# No Name



## Ninja Gay-den

That was Katakana, Written on it was. "Knonam - Length of the Blade."
How would any of you spell that in Katakana?  I want to know if it was spelled correctly.  I tryed to figure it out but.. 
would'nt "Blade be translated as "Pocketto?" Pocket knife?


----------



## Aoyama

Welcome to you Ninja Gay-den !
 I don't quite understand the question.
 Knonam does not mean anything in Japanese (that I know of).
 As for Length of the Blade, it would be : *ha no nagasa* 　ハノナガサ　but better 刃の長さ。


----------



## Ninja Gay-den

Thanks . "Knonam" means No Name. Its just spelled funny.
So how would you spell that? Because its a name but its not..


----------



## Aoyama

> So how would you spell that? Because its a name but its not..


Well, if you wanted to say in Japanese *no name* (if that is the question) you could say (or write) :
-　*ノーネーム*　(no name written in katakana)
-　無名　(mu mei same meaning, in kanjis, Chinese reading)
- 名前　無し (namae nashi , ..... , Japanese reading)


----------



## Anatoli

Aoyama said:


> ...
> -　無名　(mu mei same meaning, in kanjis, *Chinese reading*)
> ...


Just in case I'd like to clarify that "mumei" is the *Japanese* _On-reading or On'yomi_, the *Chinese* Mandarin reading of 無名 (or 无名 in simplified) is [wúmíng]. Both "mumei" and "namae-nashi" could be used in a *Japanese* context.


----------



## Ninja Gay-den

thanks. I'm still learning.


----------



## Aoyama

Anatoli is absolutely right (as very often).
What I meant (as an ellipse) by Chinese reading was _the Chinese reading in Japanese _of 無名, which is exactly 





> _On-reading or On'yomi_,


. As  Ninja Gay-den is 





> still learning


, I had though to simplify things a wee little bit ... Did I ?


----------



## SpiceMan

I'd like to mention 名無し nanasi, literally "no name", but mainly used as "anonymous" over the internet.
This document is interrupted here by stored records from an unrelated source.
PR #2385, opened 2026-09-01
fix(telemetry): don't send raw prompt/response text by default

unixsvr4:
Follow-up to #1836, rescoped per @tonxxd's review. That PR bundled unrelated
bug fixes across the WebSocket connector, prompt builder, and error formatting.
This one is just the telemetry change: 2 source files, 1 test, 1 doc.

Or as "John/Jane Doe" for people without a known name.


----------



## Ninja Gay-den

So would that be written going down, or across?
I see magazines with both..
Now i'm getting a little confused but still helped/.


----------



## Brave Heart

Ninja Gay-den said:


> So would that be written going down, or across?
> I see magazines with both..
> Now i'm getting a little confused but still helped/.



Japanese can be written both ways, but considering it would be written on T-shirt, writing across would be better.



Ninja Gay-den said:


> That was Katakana, Written on it was. "Knonam - Length of the Blade."
> How would any of you spell that in Katakana?  I want to know if it was spelled correctly.  I tryed to figure it out but..
> would'nt "Blade be translated as "Pocketto?" Pocket knife?



By the way, I'm not sure if we have correctly understood your first question regarding "Knonam - Length of the Blade". In order to give you exactly what you want, I think it will not be waste of time to go back and clarify what you were asking about in the first place.

You wrote: That was Katakana, Written on it was. "Knonam - Length of the Blade."  
--- Since it was katakana, someone must have translated it for you into English, right?  Are you sure the translation is correct? I'm asking this because "Knonam - Length of the Blade" doesn't seem to make sense in itself in Japanese (or if translated into Japanese).

You wrote: How would any of you spell that in Katakana?  I want to know if it was spelled correctly. 
--- What do you mean by " I want to know if it was spelled correctly." ?  Do you have a katakana version at hand and you want to check if it is spelled correctly?


----------



## Ninja Gay-den

Well , if you've heard of people giving the wrong translation on purpose, example: Tattoo "I would like the symbol that means Wisdom." Then the Japanese symbol really means "Penis" and the Guy never knows that he has the word penis tattooed on his neck, but the artist and everybody in JAPAN knows. Then you will understand why I asked if it is the right translation.  Thank you. And no I dont have a penis tattooed on my neck, it was just an example..


----------



## Brave Heart

Ok. So, you want to make sure if the Japanese phrase printed on a T-shirt in katakana really means "Knonam - Length of the Blade", right?

In that case, is it possible for you to give us the said Japanese phrase so that we can translate it by ourselves? 

It would be very difficult to figure out if the translation is correct or not without knowing the original Japanese phrase because Japanese can be translated into English in a variety of ways and vice versa (i.e., English can be translated into Japanese in a variety of ways as well).

For example, "length of blade" alone can be translated into Japanese as "hawatari （ハワタリ or 刃渡り）", "hanonagasa （ハノナガサ or 刃の長さ）", "toushinnonagasa （トウシンノナガサ or 刀身の長さ）", "naifunonagasa（ナイフノナガサ or ナイフの長さ）", etc.


----------